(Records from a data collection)
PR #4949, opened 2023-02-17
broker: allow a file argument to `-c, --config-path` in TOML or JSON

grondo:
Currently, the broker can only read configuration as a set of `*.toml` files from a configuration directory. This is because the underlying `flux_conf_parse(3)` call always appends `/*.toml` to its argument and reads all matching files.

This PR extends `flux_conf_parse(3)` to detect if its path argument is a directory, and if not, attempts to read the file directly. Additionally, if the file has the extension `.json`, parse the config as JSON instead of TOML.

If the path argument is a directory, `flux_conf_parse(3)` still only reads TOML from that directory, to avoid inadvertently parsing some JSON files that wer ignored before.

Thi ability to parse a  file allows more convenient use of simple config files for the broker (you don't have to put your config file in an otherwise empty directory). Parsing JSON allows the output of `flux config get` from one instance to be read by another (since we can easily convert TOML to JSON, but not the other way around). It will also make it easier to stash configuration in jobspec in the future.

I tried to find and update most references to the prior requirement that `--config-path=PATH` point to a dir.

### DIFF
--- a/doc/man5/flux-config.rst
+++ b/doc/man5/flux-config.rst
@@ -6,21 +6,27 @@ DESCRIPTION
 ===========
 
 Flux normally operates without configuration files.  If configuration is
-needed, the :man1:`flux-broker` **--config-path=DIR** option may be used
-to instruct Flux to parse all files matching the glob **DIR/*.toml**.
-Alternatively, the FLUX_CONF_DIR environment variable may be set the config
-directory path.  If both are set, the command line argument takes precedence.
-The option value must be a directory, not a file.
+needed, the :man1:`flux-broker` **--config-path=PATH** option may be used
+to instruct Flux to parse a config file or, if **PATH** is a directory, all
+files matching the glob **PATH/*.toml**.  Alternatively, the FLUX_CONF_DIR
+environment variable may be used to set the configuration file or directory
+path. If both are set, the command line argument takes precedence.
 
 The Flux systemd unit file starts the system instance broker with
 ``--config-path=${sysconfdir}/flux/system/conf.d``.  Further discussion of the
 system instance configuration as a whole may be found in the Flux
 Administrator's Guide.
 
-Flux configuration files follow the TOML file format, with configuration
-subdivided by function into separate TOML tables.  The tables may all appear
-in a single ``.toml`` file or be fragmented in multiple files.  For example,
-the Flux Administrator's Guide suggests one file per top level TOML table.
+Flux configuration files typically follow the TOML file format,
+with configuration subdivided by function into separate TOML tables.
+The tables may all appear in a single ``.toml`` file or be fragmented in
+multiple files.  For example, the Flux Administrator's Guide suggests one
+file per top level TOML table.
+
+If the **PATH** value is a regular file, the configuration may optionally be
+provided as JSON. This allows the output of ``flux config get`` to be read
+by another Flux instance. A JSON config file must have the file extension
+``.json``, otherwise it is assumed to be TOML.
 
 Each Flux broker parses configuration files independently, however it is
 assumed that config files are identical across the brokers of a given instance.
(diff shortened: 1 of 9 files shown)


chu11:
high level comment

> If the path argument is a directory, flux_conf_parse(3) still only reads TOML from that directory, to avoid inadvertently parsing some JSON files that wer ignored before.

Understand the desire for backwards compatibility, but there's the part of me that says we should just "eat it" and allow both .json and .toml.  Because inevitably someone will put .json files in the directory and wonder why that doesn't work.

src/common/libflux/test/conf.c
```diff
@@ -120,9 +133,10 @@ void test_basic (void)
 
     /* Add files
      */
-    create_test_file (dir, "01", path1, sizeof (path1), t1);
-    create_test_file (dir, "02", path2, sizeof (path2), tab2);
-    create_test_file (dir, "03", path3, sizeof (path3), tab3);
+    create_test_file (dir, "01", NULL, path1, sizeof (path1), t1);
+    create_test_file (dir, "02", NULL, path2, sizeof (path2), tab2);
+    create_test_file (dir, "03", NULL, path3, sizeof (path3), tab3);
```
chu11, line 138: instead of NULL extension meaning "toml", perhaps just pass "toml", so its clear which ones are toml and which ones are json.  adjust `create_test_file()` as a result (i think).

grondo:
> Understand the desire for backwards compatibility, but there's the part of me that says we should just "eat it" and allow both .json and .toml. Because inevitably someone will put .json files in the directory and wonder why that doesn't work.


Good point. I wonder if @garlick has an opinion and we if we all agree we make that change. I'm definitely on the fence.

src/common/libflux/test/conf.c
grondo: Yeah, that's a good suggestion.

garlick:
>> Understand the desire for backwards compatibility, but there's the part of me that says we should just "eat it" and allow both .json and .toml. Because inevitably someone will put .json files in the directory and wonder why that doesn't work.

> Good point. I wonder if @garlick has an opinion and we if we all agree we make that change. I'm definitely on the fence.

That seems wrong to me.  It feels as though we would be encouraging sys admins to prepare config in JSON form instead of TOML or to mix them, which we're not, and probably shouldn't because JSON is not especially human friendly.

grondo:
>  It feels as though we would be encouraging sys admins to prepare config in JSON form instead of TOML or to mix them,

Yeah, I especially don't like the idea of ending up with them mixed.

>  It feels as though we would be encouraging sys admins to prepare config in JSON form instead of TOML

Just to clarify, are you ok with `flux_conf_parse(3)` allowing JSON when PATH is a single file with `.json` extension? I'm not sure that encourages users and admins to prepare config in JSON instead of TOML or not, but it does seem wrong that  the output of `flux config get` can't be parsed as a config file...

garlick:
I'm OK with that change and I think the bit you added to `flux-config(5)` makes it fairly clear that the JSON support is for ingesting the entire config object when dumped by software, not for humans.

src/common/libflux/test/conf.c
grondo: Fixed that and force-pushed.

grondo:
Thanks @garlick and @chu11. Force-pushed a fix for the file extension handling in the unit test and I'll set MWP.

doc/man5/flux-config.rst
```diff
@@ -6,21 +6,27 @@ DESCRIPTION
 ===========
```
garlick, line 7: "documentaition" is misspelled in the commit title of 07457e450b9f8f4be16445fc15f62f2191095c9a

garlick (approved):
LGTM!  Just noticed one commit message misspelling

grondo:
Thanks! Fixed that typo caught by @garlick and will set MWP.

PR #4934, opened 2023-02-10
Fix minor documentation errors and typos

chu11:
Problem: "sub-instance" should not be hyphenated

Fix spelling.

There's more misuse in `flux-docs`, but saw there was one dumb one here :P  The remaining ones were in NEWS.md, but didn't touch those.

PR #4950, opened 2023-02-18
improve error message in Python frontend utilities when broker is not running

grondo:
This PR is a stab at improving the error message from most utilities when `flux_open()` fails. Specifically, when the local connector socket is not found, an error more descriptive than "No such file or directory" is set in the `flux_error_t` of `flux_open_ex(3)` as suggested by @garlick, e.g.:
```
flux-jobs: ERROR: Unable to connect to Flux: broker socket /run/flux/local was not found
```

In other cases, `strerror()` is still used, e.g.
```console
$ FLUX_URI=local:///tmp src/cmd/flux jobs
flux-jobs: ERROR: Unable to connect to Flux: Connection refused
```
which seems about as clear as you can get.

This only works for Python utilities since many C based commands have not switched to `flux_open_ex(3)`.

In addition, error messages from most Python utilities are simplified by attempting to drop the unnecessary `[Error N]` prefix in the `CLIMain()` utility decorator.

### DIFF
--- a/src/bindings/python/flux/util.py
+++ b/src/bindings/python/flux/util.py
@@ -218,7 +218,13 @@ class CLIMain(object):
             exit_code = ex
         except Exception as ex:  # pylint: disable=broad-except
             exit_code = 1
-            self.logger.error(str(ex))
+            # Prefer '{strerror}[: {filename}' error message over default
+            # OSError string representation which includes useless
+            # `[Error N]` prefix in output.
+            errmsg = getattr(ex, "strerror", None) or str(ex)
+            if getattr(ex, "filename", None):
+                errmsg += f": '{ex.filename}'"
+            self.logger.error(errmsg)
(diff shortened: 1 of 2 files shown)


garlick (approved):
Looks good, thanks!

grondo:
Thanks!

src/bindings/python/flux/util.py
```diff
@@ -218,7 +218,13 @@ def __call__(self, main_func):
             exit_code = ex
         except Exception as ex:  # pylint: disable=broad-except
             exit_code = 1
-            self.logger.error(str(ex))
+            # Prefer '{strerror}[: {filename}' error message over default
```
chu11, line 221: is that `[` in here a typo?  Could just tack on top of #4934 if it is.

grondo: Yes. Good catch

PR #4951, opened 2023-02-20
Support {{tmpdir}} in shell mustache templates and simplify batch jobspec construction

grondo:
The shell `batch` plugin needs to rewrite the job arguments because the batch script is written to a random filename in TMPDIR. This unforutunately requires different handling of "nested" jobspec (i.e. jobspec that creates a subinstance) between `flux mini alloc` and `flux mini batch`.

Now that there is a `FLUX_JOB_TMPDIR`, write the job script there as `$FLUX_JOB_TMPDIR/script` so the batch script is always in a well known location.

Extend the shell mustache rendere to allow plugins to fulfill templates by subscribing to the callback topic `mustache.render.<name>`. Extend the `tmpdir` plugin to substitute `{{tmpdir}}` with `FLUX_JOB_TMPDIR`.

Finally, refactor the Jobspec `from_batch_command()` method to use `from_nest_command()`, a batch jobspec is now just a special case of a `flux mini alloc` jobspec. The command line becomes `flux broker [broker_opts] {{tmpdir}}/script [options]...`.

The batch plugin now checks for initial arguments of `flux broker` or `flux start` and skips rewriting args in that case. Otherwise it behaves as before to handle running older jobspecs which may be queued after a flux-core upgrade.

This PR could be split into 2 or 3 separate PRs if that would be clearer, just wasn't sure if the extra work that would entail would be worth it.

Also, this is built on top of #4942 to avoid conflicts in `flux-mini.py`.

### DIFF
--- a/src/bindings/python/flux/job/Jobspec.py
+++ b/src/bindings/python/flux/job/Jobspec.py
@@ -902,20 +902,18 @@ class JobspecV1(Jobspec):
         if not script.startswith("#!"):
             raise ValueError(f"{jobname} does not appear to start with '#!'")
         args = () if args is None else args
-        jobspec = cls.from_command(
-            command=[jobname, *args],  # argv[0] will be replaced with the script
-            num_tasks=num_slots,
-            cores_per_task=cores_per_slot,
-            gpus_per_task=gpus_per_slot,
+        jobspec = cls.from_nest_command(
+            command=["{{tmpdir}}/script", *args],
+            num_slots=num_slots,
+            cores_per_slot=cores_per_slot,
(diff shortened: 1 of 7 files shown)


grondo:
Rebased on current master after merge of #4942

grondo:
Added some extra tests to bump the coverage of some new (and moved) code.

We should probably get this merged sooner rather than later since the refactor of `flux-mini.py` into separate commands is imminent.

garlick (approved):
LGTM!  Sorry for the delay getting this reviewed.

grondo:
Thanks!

Exercise
Tally of lines with the word "someone": work out how many lines in the records hold it, and give that number only.

Response for this exercise
3